The next four images are by an artist known here on EN World as bobacus. The first image showcases another member of the Tigerstorm Family. Crystal Tigerstorm is the daughter of Garth Tigerstorm and the half-sister of Dabuk Tigerstorm.

She often spends a great deal of time living amongst and adventuring with the Companions but she doesn't consider herself o be officially one of them. Still, they can usually count on her when a crisis arises.


​


----------



## Knightfall (Jan 22, 2009)

The next two characters are members of the Fallow's Cross Adventurers. The first one is of Danal Blackeagle. His nickname is "Wind Walker" due to a magical item he keeps with him at all times.

The second image is another version of Jason of the Dark. Jason is one of my favorite FCA characters so I'm always looking for a new vision of the character by artists.

bobacous did a great job on these two. The one of Danal is one of my favorite NPCs images for my campaign.



​


----------



## Knightfall (Jan 22, 2009)

This last picture done by bobacus is of a character named Naviia Silversun. She is a member of a young group of heroes known as the Rapid Riders.

​


----------



## Knightfall (Jan 22, 2009)

The next series of renderings are by another one of EN World's own, Hand of Evil. The four images below are of several members of the Companions. The one below is of Bactra Redwind.




Next, we have the first character render he did for me. Dabuk Tigerstorm (not to mention the other Companions) is an iconic character for the World of Kulan.




Third, is another version of Crystal Tigerstorm. This is my favorite image of her.




And finally the last image below is of Jeddar Silversun.


----------



## Knightfall (Mar 11, 2009)

I just realized that I attributed the above images to the wrong artist. Sorry about that, Hand of Evil.  

Anyway, here's another he did using the Jeddar figure.

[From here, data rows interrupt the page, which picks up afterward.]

PR #99, opened 2020-06-27
Prompt for unsaved changes in IDE

LucasPickering:
Added a second IDE prompt, which gets triggered for browser navs (which react-router can't trap). I moved this functionality into a utility component to keep it clean and in case we need to use it again. I tested in Firefox and Chrome, lookin good.

### DIFF
--- a/frontend/src/components/ide/ProgramIde.tsx
+++ b/frontend/src/components/ide/ProgramIde.tsx
@@ -1,10 +1,4 @@
-import React, {
-  useState,
-  useEffect,
-  useMemo,
-  useCallback,
-  useRef,
-} from 'react';
+import React, { useState, useEffect, useCallback, useRef } from 'react';
 import { RelayProp, createFragmentContainer } from 'react-relay';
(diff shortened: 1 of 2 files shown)


frontend/src/components/ide/ProgramIde.tsx
```diff
@@ -90,25 +84,23 @@ const ProgramIde: React.FC<{
...
-  const wasmProgramSpec = useMemo(
+  const wasmProgramSpec = useStaticValue(
     () =>
       new ProgramSpec(
         Int16Array.from(programSpec.input),
         Int16Array.from(programSpec.expectedOutput)
-      ),
-    [programSpec]
+      )
   );
```
LucasPickering, line 104: I also realized I could use our new `useStaticValue` hook here too. The React team have said that in the future, they may change `useMemo` to call the memoized function more than necessary if it's more performant, which in our case might cause some fuqqery. Have it be guaranteed stable should be a bit safer.

PR #101, opened 2020-07-03
Use authenticated user in graphql responses

LucasPickering:
This adds the logged-in user to the graphql context, and updates all the user program API handlers to reference that user instead of the `tmp_user` hack. I had to add a bunch of tests to account for new edge cases that occur when the user isn't logged in, or tries to access another user's programs.

Currently this breaks some shit on the frontend if you're not logged in (cause it tries to fetch the user programs but that gives an error). I removed one of these cases but the others i left in place. I'm gonna work on that soon.

### DIFF
--- a/api/src/server/gql/mutation.rs
+++ b/api/src/server/gql/mutation.rs
@@ -1,7 +1,7 @@
 use crate::{
     error::{DbErrorConverter, ResponseResult},
     models,
-    schema::{hardware_specs, program_specs, user_programs, users},
+    schema::{hardware_specs, program_specs, user_programs},
     server::gql::{
         Context, CreateHardwareSpecInput, CreateHardwareSpecPayload,
         CreateProgramSpecInput, CreateProgramSpecPayload,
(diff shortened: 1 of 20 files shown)


api/src/server/gql/mutation.rs
```diff
@@ -239,14 +240,19 @@ impl MutationFields for Mutation {
...
-                .optional();
+        // Update the row, returning the new value. If the row doesn't
+        // exist, this will return None.
+        let result: Result<Option<models::UserProgram>, _> = diesel::update(
+            user_programs::table
+                .find(modified_user_program.id)
+                // Extra filter to make sure the requesting user is the owner of
+                // the row.
+                .filter(user_programs::columns::user_id.eq(user.id)),
+        )
```
JRMurr, line 251: Should we throw an error saying you dont have access to this program instead of doing nothing?

LucasPickering: I think in general, if a user doesn't have read perms on an object, then any time they try to do something to it we should pretend like it doesn't exist, to prevent leaking any data. In this case it wouldn't be a big deal cause we would just be leaking that a certain guid exists in the DB, but i think it's still the best practice.

LucasPickering:
@JRMurr There were some import conflicts on this after merging the other PR so I fixed those, didn't make any changes otherwise tho.

api/src/server/gql/mutation.rs
JRMurr: image

PR #102, opened 2020-07-03
Improve cookie security

LucasPickering:
Made some cookie policy changes:
- Changed `Max-Age` to 24h (it was just `Session` before, so in a way this is less secure but I think 24h is still fine)
- Set `Secure: true`
  - This obv requires https to work, so I enabled it in dev. create-react-app has this built in, it just creates a self-signed cert. You'll have to use `https://localhost:3000` from now on
- Used the actual secret key for encryption (all zeroes isn't exactly secure)
- Set `SameSite: Lax`, which prevents CSRF attacks

I also fixed a random UI bug, where the IDE wouldn't show compilation results on the first render.

### DIFF
--- a/api/config/default.json
+++ b/api/config/default.json
@@ -1,7 +1,7 @@
 {
   "server_host": "0.0.0.0:8000",
   "open_id": {
-    "host_url": "http://localhost:3000",
+    "host_url": "https://localhost:3000",
     "providers": {
       "google": {
         "issuer_url": "https://accounts.google.com"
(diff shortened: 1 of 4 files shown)


api/config/default.json
```diff
@@ -1,7 +1,7 @@
 {
   "server_host": "0.0.0.0:8000",
   "open_id": {
-    "host_url": "http://localhost:3000",
+    "host_url": "https://localhost:3000",
     "providers": {
       "google": {
         "issuer_url": "https://accounts.google.com"
```
JRMurr, line 7: this is really minor and doesnt need to be addressed in this pr but should we move `host_url` to the root of the config?

LucasPickering: I was actually thinking the same thing. Right now we're just using it for OpenID stuff so I think it's fine where it is but if we start using it for anything else we should def move it out. I'm fine either way tho

PR #105, opened 2020-07-06
Add initializeUser mutation

LucasPickering:
Adds a new mutation called `initializeUser` that lets you set your username for the first time. I thought about just making this a generic `setUsername` mutation so that we can let people change their usernames in the future, but I figured at some point we may need extra data in `initializeUser` beyond just the username. We can add a separate `setUsername` later, and the logic for it should be simpler anyway.

### DIFF
--- a/api/src/models/user.rs
+++ b/api/src/models/user.rs
@@ -4,6 +4,7 @@ use diesel::{
     sql_types::Text, Identifiable, Queryable,
 };
 use uuid::Uuid;
+use validator::Validate;
 
 /// Expression to filter users by username
 pub type WithUsername<'a> =
@@ -30,9 +31,10 @@ impl User {
     }
 }
 
-#[derive(Debug, Default, PartialEq, Insertable)]
+#[derive(Debug, Default, PartialEq, Insertable, Validate)]
 #[table_name = "users"]
 pub struct NewUser<'a> {
+    #[validate(length(min = 1))]
     pub username: &'a str,
 }
 
--- a/api/src/models/user.rs
+++ b/api/src/models/user.rs
@@ -34,7 +34,7 @@ impl User {
 #[derive(Debug, Default, PartialEq, Insertable, Validate)]
 #[table_name = "users"]
 pub struct NewUser<'a> {
-    #[validate(length(min = 1))]
+    #[validate(length(min = 1, max = 20))]
     pub username: &'a str,
 }
 
--- a/api/src/server/gql/mutation.rs
+++ b/api/src/server/gql/mutation.rs
@@ -1,21 +1,24 @@
 use crate::{
-    error::{DbErrorConverter, ResponseResult},
+    error::{DbErrorConverter, ResponseError, ResponseResult},
     models,
-    schema::{hardware_specs, program_specs, user_programs},
+    schema::{
+        hardware_specs, program_specs, user_programs, user_providers, users,
+    },
     server::gql::{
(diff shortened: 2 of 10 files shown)


api/src/server/gql/mutation.rs
```diff
@@ -25,6 +28,73 @@ use validator::Validate;
...
+                                .eq(Some(created_user.id)),
+                        )
+                        .execute(conn)?;
+
+                        if updated_rows == 0 {
+                            Err(ResponseError::NotFound)
+                        } else {
+                            Ok(created_user)
+                        }
+                    })?;
```
LucasPickering, line 89: Can you make sure this transaction logic makes sense? I doubled checked in the diesel source, and if this lambda returns any `Err` it will roll back. I also tried to verify that in the test. We should be good here if there are simultaneous requests, right? One should go through properly while the other reverts.

api/tests/test_initialize_user.rs
```diff
@@ -0,0 +1,197 @@
+#![deny(clippy::all)]
```
LucasPickering, line 1: Could you read through these tests cases and see if you think we're missing any? I think I got all the edges cases

api/src/server/gql/mutation.rs
JRMurr: > We should be good here if there are simultaneous requests, right? 

What would be simultaneous, isn't it synchronous since it updates the `users` table then `user_providers`?

api/src/models/user.rs
```diff
@@ -30,9 +31,10 @@ impl User {
     }
 }
 
-#[derive(Debug, Default, PartialEq, Insertable)]
+#[derive(Debug, Default, PartialEq, Insertable, Validate)]
 #[table_name = "users"]
 pub struct NewUser<'a> {
+    #[validate(length(min = 1))]
```
JRMurr, line 37: Should this also have the max len of 20 validate or should we just make username be `TEXT` instead of varchar?

api/tests/test_initialize_user.rs
```diff
@@ -0,0 +1,204 @@
...
+                "message": "This resource already exists",
+                "locations": [{"line": 5, "column": 9}],
+                "path": ["initializeUser"],
+            })]
+        )
+    );
+}
+
+/// Setting a username that doesn't pass validation should return an error
+#[test]
```
JRMurr, line 124: If we decide to keep a max username len we should add a test for that but otherwise these seem to cover everything i can think of

api/src/models/user.rs
LucasPickering: That's a good point. I'm still planning on switch to just using the DB constraints for validation at some point, but for now since we're still using `validator` I'll add that in

api/src/server/gql/mutation.rs
LucasPickering: If someone sent the same mutation request twice simultaneously, we could potentially have multiple threads in this critical section at the same time.

api/tests/test_initialize_user.rs
LucasPickering: :+1:

api/src/server/gql/mutation.rs
JRMurr: I think it would error out correctly on commit in that case but tbh im not sure. We can just leave it as a thing to look into since i doubt it would ever actually happen

PR #106, opened 2020-07-10
Add user data to UI and other user-related stuff

LucasPickering:
- Moved log in/out buttons to top-right
  - I also got rid of the login page in favor of just a dropdown menu
- Loaded user status into the UI so now we're storing it in global read-only state
- Which button we show is now contextual based on whether user is logged in or not
- Hide the User Program data on the hardware spec and program spec pages if the user isn't logged in
- Used the `state` param to remember the user's previous location after login


api/src/server/auth.rs
```diff
@@ -70,13 +85,18 @@ pub async fn build_client_map(open_id_config: &OpenIdConfig) -> ClientMap {
...
-    let oidc_client = client_map.get_client(&provider_name)?;
+    let provider_name: &str = &params.0;
+    let oidc_client = client_map.get_client(provider_name)?;
+    let state = AuthState {
+        next: query.next.as_deref(),
+    };
 
     let auth_url = oidc_client.auth_url(&Options {
         scope: Some("email".into()),
+        // Serialization shouldn't ever fail so yeet that shit outta the Result
```
JRMurr, line 98: This technically could fail if they just hit this endpoint manually but idk if that matters. Does `actix_web` kill the server on panic?

JRMurr: I also ran into issues before where some (bad) openid providers would mess with the formatting of the state paraem but idk if we should care about that either

frontend/src/components/user/LoginMenu.tsx
```diff
@@ -0,0 +1,103 @@
...
+              vertical: 'top',
+              horizontal: 'right',
+            }}
+            open={open}
+            onClose={() => setOpen(false)}
+          >
+            <MenuItem
+              onClick={async () => {
+                await fetch('/api/logout', { method: 'POST' });
+                // fuckin yeet em back to the home page yeehaw
```
JRMurr, line 53: image

api/src/server/auth.rs
LucasPickering: Here's what the docs say about when `serde_json::to_string` can fail:

> Serialization can fail if T's implementation of Serialize decides to fail, or if T contains a map with non-string keys.

Since `T` is `AuthState` which is just a simple derived serializer, it can never fail. And we don't have any maps in here, so the second part can't happen either. So `serde_json::to_string` can literally never fail in this case. But yeah if there is a panic, actix kills that thread (but i think the rest of the server keeps running).

PR #107, opened 2020-07-11
Add UI for setting the username

LucasPickering:
Now, after you log in, it automatically pops up a modal to ask for a new username.

### DIFF
--- a/api/src/server/auth.rs
+++ b/api/src/server/auth.rs
@@ -1,20 +1,21 @@
 use crate::{
     config::{OpenIdConfig, ProviderConfig},
     error::ResponseError,
-    models::{NewUser, NewUserProvider, User, UserProvider},
-    schema::{user_providers, users},
+    models::NewUserProvider,
+    schema::user_providers,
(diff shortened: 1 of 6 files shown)


api/src/server/auth.rs
```diff
@@ -199,50 +152,63 @@ pub async fn route_login(
...
+        })?;
+
+    // Add a cookie which can be used to auth requests. We use the UserProvider
+    // ID so that this works even if the User object hasn't been created yet.
+    identity.remember(user_provider_id.to_string());
+
+    // Redirect to the path specified in the OpenID state param
+    Ok(HttpResponse::Found()
+        .header(http::header::LOCATION, redirect_dest)
+        .finish())
```
LucasPickering, line 211: This is mostly just cleanup. I deleted the `init_user` function since we don't need it anymore, and rearranged the logic here to try to clean it up. I also got rid of the `log_in_user` function since it was only a couple lines and after moving the logic around, it was only being called once from here anyway

PR #115, opened 2020-07-20
Make the webserver read its DB URL from the config object instead of from `DATABASE_URL`

LucasPickering:
Diesel's CLI pulls its DB url from the env var `DATABASE_URL`, so we've been reading that for gdlk as well. But now in production we want the CLI and GDLK to use separate users, so this is a good opportunity to read it from the config instead for the API code. So the downside is that now we have to define the DB URL in multiple places in dev, but IMO it's more clear and the security buff in production is great too.

Also, I removed dockerize from the image in favor of just using `?connect_timeout=10`.

I was testing this with my deployment machine so this is actually already running in prod.

### DIFF
--- a/api/docker/cmd.sh
+++ b/api/docker/cmd.sh
@@ -1,6 +1,25 @@
-#!/bin/sh
+#!/bin/bash
 
 set -ex
 
-diesel migration run
-./gdlk_api
+# Env variables we expect as input:
+# - GDLK_DB_HOST
+# - GDLK_DB_NAME
+# - GDLK_ROOT_DB_USER
+# - GDLK_ROOT_DB_PASSWORD_FILE
+# - GDLK_APP_DB_USER
+# - GDLK_APP_DB_PASSWORD_FILE
+# - GDLK_SECRET_KEY_FILE
+# - GDLK_GOOGLE_CLIENT_ID_FILE
+# - GDLK_GOOGLE_CLIENT_SECRET_FILE
+
+# We use the DB superuser for migrations so that we can do extension and table alertations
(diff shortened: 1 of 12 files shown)


api/docker/cmd.sh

It wasn't done specifically for me but I'm adding it here anyway.


----------



## Knightfall (Mar 11, 2009)

This sketch was done by Meatboy. He's becoming a regular here in the Art Gallery forum. He's the first to take a crack at the PCs that were part of my Shackled City campaign.




_Order of the Silver Hand_​


----------



## Knightfall (Mar 11, 2009)

I figure that it would be a good idea to add my Mirrored Cosmology diagrams that I created to this thread as well. I did these some time ago when the Mirrored Cosmology was still only associated with the World of Kulan. Therefore, the diagrams have "Kulan Cosmology" on them instead of "Mirrored Cosmology."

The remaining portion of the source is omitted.